Collection entries:
PR #2247, opened 2021-09-11
Type hints for literal string kwargs

janosh:
Follow up to #2241. Here are a few more examples where `Literal` type hints make sense. I think there are ~80 more places throughout pymatgen. Happy to address more of them in this PR if you guys will accept.


mkhorton:
I think that would be great, no objections from me as long as any mypy failures are also dealt with, thank you!

PR #2257, opened 2021-10-08
InsertionElectrode bug fix & doc clarification

acrutt:
The InsertionElectrode.from_entries() method can use either ComputedEntries or ComputedStructureEntries - this has been added to the documentation. Setting strip_structures=True only works with ComputedStructureEntries so this has also been clarified.

In constructing the PhaseDiagram to compare the energies of the provided battery entries, the element energies were not always set high enough if there was a large energy difference between the empty host material and intercalated material. As a result, no intercalated entry was found to be stable and voltage pairs could not be formed. The factor for increasing the element_energy was set higher to 1e9 to avoid this problem.


acrutt:
Note for future reference on the appropriate value for the terminal element entries when constructing the phase diagram. This value cannot be set infinitely high otherwise there will be precision errors in constructing the ConvexHull. 

[http://www.qhull.org/html/qh-impre.html](http://www.qhull.org/html/qh-impre.html)

> Your input coordinates start with the same five or more digits (i.e., it is shifted relative to the origin). This reduces the available precision.

Therefore the terminal elements need to have an energy comparable to the provided battery material energies. 10 can be an appropriate value while 1e9 is too big. If the value is set too big (values greater than 1e6), pymatgen's tests will fail due to incorrect convex hull construction that results in misidentification of the stable battery entries.

mkhorton:
Thanks @acrutt and for providing additional context here

acrutt:
@mkhorton I believe this PR is ready to merge. Ultimately the changes are now limited to some documentation clarifications. Let me know if any other work is needed!

mkhorton:
Thanks!

yantar92:
FYI, I just ran into this. + 10 appears to be not good enough. I casually set it to +100 to fix voltage calculation on my system, but probably there should be smarter way than random constant.

PR #2261, opened 2021-10-13
Literal-types

janosh:
Follow up to #2247.

@CompRhys informed me that due to #2247, Pymatgen is no longer installable in Google Colab which is locked to Python 3.7 while `typing.Literal` was only added in Python 3.8.

There's a relatively recent but quiet issue tracking the ability to select different Python versions in Colab: https://github.com/googlecolab/colabtools/issues/2165

In the meantime though, I assume Pymatgen wants to keep supporting Google Colab. I think the best solution for that would be to protect `Literal` imports with

```py
from typing import TYPE_CHECKING

if TYPE_CHECKING:
    from typing import Literal
```

and then use the string form `"Literal"` in type hints. Happy to add those changes to this PR if that's acceptable.

### DIFF
--- a/pymatgen/analysis/interface_reactions.py
+++ b/pymatgen/analysis/interface_reactions.py
@@ -23,8 +23,9 @@ References:
 
 import json
 import os
+import sys
 import warnings
-from typing import List, Literal, Tuple, Union
+from typing import List, Tuple, Union
 
 import matplotlib.pyplot as plt
 import numpy as np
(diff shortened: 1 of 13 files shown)


mkhorton:
You can install `typing_extensions`, which is actually already a requirement of pymatgen if you're running in Python 3.7.

The correct way of resolving this is following this example:

https://github.com/materialsproject/pymatgen/blob/f97868791cb8f01aadf1eb3620d1df63fb0ff49a/pymatgen/io/qchem/inputs.py#L19-L22

Apologies, I should have mentioned this in your earlier PR but forgot.

PR #2263, opened 2021-10-16
Use all short-circuit rather than loop to make code more pythonic

CompRhys:
in-built all short circuits when checking a boolean list which means a for loop isn't needed here.

I am making this PR as I am looking at trying to get my `PatchedPhaseDiagram` ready to be merged in near future, I have several small QOL changes like this on that branch and think it would be easier if they are merged separately first to making reviewing the `PatchedPhaseDiagram` PR easier (or I can revert on ppd branch if there are issues).


mkhorton:
I'm fine with either, with a mild preference to breaking them out.

PR #3073, opened 2023-06-17
Update test_kpath_lm.py, remove and simplify tests

JaGeo:
HI @janosh ,

I removed and simplified the tests. I am still not sure why there is an "or" for the other tests. In my opinion, the result should be always the same for one structure.

It's also redundant to test if g has a certain k-point and then later on tests if point g has the same kpoint or point xyz has a certain k-point.

### DIFF
--- a/pymatgen/symmetry/tests/test_kpath_lm.py
+++ b/pymatgen/symmetry/tests/test_kpath_lm.py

**YOUR GOAL:** Pull every line with the word "string" from the data.

**RESPONSE BOX:**
Type hints for literal string kwargs
and then use the string form `"Literal"` in type hints. Happy to add those changes to this PR if that's acceptable.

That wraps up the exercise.